Winter Resolutions

The new liturgical year begins in just a couple weeks! It’s one of the joys of being Catholic – so many new seasons to build resolutions into! I am making a list of intentions and goals for the new liturgical year. Advent is a time of preparation, getting our hearts and minds and bodies ready for the birth of Christ; so my intentions are focused on stepping out of consumerism and into love.


First, if you haven’t read Marie’s article on Conscious Fashion – read it, she says it all so well! And leaves us with the realization that thoughtfulness and intentionality can apply to more than fashion – and this is the approach I am working toward in my own consumption. “Purchasing is always a moral act” as Pope Benedict XVI has said, and hence this journey into minimalism. In this new season, amid the earth’s poverty of light and warmth, as we await the new-born sun, my family is learning to embrace the simple quiet of not-having. We are transitioning to a cash system in our own spending, weaning off the ease and carelessness of online buying as much as possible and looking within our community for the things we need. We are learning what we need, and what we just crave. It’s a slow journey, but the end goal is in sight: “the house of the poor is like an altar.”

Another slow transition for our family is away from conventional doctors and into naturopathic care. We don’t go to the doctor often, in fact, only my children see a doctor, and only for their well-visits. We are a healthy family, and my children’s doctors are sweet and good. But limited.  I would like to work with wise-women or men who see the body in a more holistic way and work with it and the earth to heal. It will require some driving and some financial planning, but I’m so excited about this shift toward a more balanced relationship with our healers.

Fasting is my 3rd and final winter resolution. Both for health and holiness. The world is so sad, so angry – and this is the best season to welcome the Stranger as Christ into our lives and homes. I am fasting for each of those faces of Christ, however much I might dislike or disagree with them. It is so important to open the door wide for the problematic stranger! This winter I’m working to step back from distractions and focus on living that welcome in my home, in my writing, and within my heart.
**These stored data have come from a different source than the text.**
PR #5243, opened 2023-01-26
Update local file help text

amacneil:
**User-Facing Changes**
Update text below `Open local file` in welcome dialog.

image

**Description**
We had some feedback from users that they were confused whether `Open local file` would upload the file to Foxglove. This is an attempt at improving the text to reassure folks.

FG-989

### DIFF
--- a/packages/studio-base/src/components/OpenDialog/Start.tsx
+++ b/packages/studio-base/src/components/OpenDialog/Start.tsx
@@ -18,7 +18,6 @@ import { AppEvent } from "@foxglove/studio-base/services/IAnalytics";
 import { OpenDialogViews } from "./types";
 
 export type IStartProps = {
-  supportedLocalFileExtensions?: string[];
   onSelectView: (newValue: OpenDialogViews) => void;
 };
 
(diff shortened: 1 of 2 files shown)


amacneil:
Looking for feedback on whether people like this wording, or have better suggestions.

packages/studio-base/src/components/OpenDialog/Start.tsx
```diff
@@ -410,21 +409,17 @@ function SidebarItems(props: { onSelectView: (newValue: OpenDialogViews) => void
...
-    const formatter = new Intl.ListFormat("en-US", { style: "long" });
-    const supportedLocalFiles = formatter.format(
-      Array.from(new Set(supportedLocalFileExtensions)).sort(),
-    );
     return [
       {
         key: "open-local-file",
         text: "Open local file",
-        secondaryText: `Supports ${supportedLocalFiles} files.`,
+        secondaryText: "Visualize directly from your local filesystem.",
```
esthersweon, line 422:
```suggestion
        secondaryText: "Visualize data directly from your local filesystem.",
```

esthersweon (approved):

packages/studio-base/src/components/OpenDialog/Start.tsx
esthersweon, line 422:
```suggestion
        secondaryText: "Visualize data directly from your local filesystem.",
```

I think having in-app documentation about what the supported file formats are is still useful. Could we combine both?

ocin-rye (approved):
Looks good. It should reduce some of the confusion experienced by users.

defunctzombie:
Bowing out of the review here. I am confident the remaining wordsmiths will produce a good result.

amacneil:
> I think having in-app documentation about what the supported file formats are is still useful. Could we combine both (e.g. "Visualize ${supportedLocalFiles} files directly from your local filesystem")?

@esthersweon we do link to the docs from the welcome dialog, and the "open file" picker will already highlight supported file types. Do you think we need more than that?

PR #5254, opened 2023-01-27
Fix new preference dialog height and scrolling issues

foxymiles:
**User-Facing Changes**
Fixes the height & scrolling issues with the new preferences dialog.

**Description**
This makes two changes to the preferences dialog:
1. Sets a fixed 70vh height and "md" fixed width.
2. Confines scrolling to the right hand pane.

https://user-images.githubusercontent.com/93935560/215014496-d272d33c-8bbc-410c-9522-8069306ff037.mov


amacneil (approved):
Seems to work well in my testing 👍

PR #5255, opened 2023-01-27
Support inline actions on settings nodes

foxymiles:
**User-Facing Changes**
Make it possible for panel authors to request that node actions be rendered inline instead of in the context menu.

**Description**
Expands the `SettingsTreeNodeActionItem` to include an optional `display` property, which can be set to `inline` or `menu`. If `inline` it will be rendered inline alongside the node label instead of in the context menu. This should make frequently used actions more efficient and discoverable.

https://user-images.githubusercontent.com/93935560/215614093-e5ab70f4-efbd-4b67-a597-45f468c9ea8a.mov

Some open questions:
1. Should these always be shown or only on hover?
2. Should we render them in the primary color?


amacneil:
Do we think we will every want to support _both_ inline and menu for "more actions"?

foxymiles:
> Do we think we will ever want to support _both_ inline actions and a menu for "more actions"?

That works with this API if you specify the same action twice, once as an inline action and once as a menu action.

defunctzombie (approved):

PR #5256, opened 2023-01-27
Foxglove websocket: Fix error when server sends invalid `serverInfo` message

achim-k:
**User-Facing Changes**
- Foxglove websocket: Fix error when server sends invalid `serverInfo` message

**Description**
This PR handles the special case when the server sends a [serverInfo](https://github.com/foxglove/ws-protocol/blob/e2ad9af97694d00bbd50dc2aba91740e486f5c9b/docs/spec.md#server-info) message with `capabilities` being `null` or `undefined` (or anything else that is not an array).

### DIFF
--- a/packages/studio-base/src/players/FoxgloveWebSocketPlayer/index.ts
+++ b/packages/studio-base/src/players/FoxgloveWebSocketPlayer/index.ts
@@ -189,7 +189,7 @@ export default class FoxgloveWebSocketPlayer implements Player {
       if (!Array.isArray(event.capabilities)) {
         this._problems.addProblem("ws:invalid-capabilities", {
           severity: "warn",
-          message: `Server capabilities communicated by server must be an array (server sent '${event.capabilities}')`,
+          message: `Server sent an invalid or missing capabilities field: '${event.capabilities}'`,
         });
       }
       this._name = `${this._url}\n${event.name}`;
--- a/packages/studio-base/src/players/FoxgloveWebSocketPlayer/index.ts
+++ b/packages/studio-base/src/players/FoxgloveWebSocketPlayer/index.ts
@@ -186,9 +186,15 @@ export default class FoxgloveWebSocketPlayer implements Player {
     });
 
     this._client.on("serverInfo", (event) => {
+      if (!Array.isArray(event.capabilities)) {
+        this._problems.addProblem("ws:invalid-capabilities", {
+          severity: "warn",
+          message: `Server capabilities communicated by server must be an array (server sent '${event.capabilities}')`,
+        });
+      }
       this._name = `${this._url}\n${event.name}`;
-      this._serverCapabilities = event.capabilities;
-      this._serverPublishesTime = event.capabilities.includes(ServerCapability.time);
+      this._serverCapabilities = Array.isArray(event.capabilities) ? event.capabilities : [];
+      this._serverPublishesTime = this._serverCapabilities.includes(ServerCapability.time);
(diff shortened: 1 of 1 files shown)


packages/studio-base/src/players/FoxgloveWebSocketPlayer/index.ts
```diff
@@ -186,9 +186,15 @@ export default class FoxgloveWebSocketPlayer implements Player {
     });
 
     this._client.on("serverInfo", (event) => {
+      if (!Array.isArray(event.capabilities)) {
+        this._problems.addProblem("ws:invalid-capabilities", {
+          severity: "warn",
```
defunctzombie, line 191: error?

defunctzombie: Maybe even fail the entire connection? This is a server that is violating the procol?

defunctzombie (approved):

packages/studio-base/src/players/FoxgloveWebSocketPlayer/index.ts
```diff
@@ -186,9 +186,15 @@ export default class FoxgloveWebSocketPlayer implements Player {
     });
 
     this._client.on("serverInfo", (event) => {
+      if (!Array.isArray(event.capabilities)) {
```
jhurliman, line 189: It seems like there is a deeper problem with typing here. Before this change, we assumed somewhere that `event.capabilities` exists and is an array. But this is coming from a parsed external payload, so we can't make any strong assumptions about the shape of the data or the existence of fields. Do we need a `DeepPartial<...>` somewhere?

packages/studio-base/src/players/FoxgloveWebSocketPlayer/index.ts
jhurliman: The "warn" log level contradicts the "must be" statement in the warning message. I recommend either making it an error and bail out of the connection, or keep it a warning and change the message to `"Server sent an invalid or missing capabilities field: '${event.capabilities}'"`

packages/studio-base/src/players/FoxgloveWebSocketPlayer/index.ts
```diff
@@ -186,9 +186,15 @@ export default class FoxgloveWebSocketPlayer implements Player {
...
+        this._problems.addProblem("ws:invalid-capabilities", {
+          severity: "warn",
+          message: `Server capabilities communicated by server must be an array (server sent '${event.capabilities}')`,
```
achim-k, line 192:
```suggestion
          message: `Server sent an invalid or missing capabilities field: '${event.capabilities}'`,
```

packages/studio-base/src/players/FoxgloveWebSocketPlayer/index.ts
achim-k: Should we handle this in `@foxglove/ws-protocol` instead and emit an `error` event when the `serverInfo` message is invalid?

jhurliman: I think that's the right place to catch a protocol error. We can merge this first, then follow up with catching this in `@foxglove/ws-protocol`

achim-k: -> https://github.com/foxglove/ws-protocol/issues/348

Fasting from food is such a huge part of that – a way to make my daily life into a little prayer for those who can’t yet pray for themselves. To take on poverty and lack in order to make my a little altar of myself. least, that’s my hope! My intention for this season of Midwinter darkness. What are yours?

2 Comments Add yours

  1. Hi, I’ve just recently started following your blog and am loving everything I read so far. The way you and your family choose to intentionally live is personally inspiring to me, but can also have such an impact on our world. I’ve thought that following Jesus is also the best thing I can do for the environment; you are living that life beautifully.

    As far as winter intentions, well, our priest just asked us to start a youth group and so we’re trying to get interest among the teenagers who never put down their phones. My husband just got a bunch of hand drums and we planned on doing a drum circle but not one kid showed up! I also wanted to write every day in November, my ‘retreat’ month, and I am doing well on that. We’re also looking forward to having a relatively quiet Christmas here for once, no traveling with the small children and dogs! But it’s a good question and I’ll try to come up with some more concrete intentions!



    1. masha says:

      Thanks you so much!!! And yes!! Following Jesus is the best way to love the earth and all the people in it! We are trying to do our best to let our love for Him infuse every aspect of life, but it’s definitely a work in progress! 🙂

      I would have LOVED a drum circle as a teen!! Oh my goodness! I’ll pray for your efforts to engage them!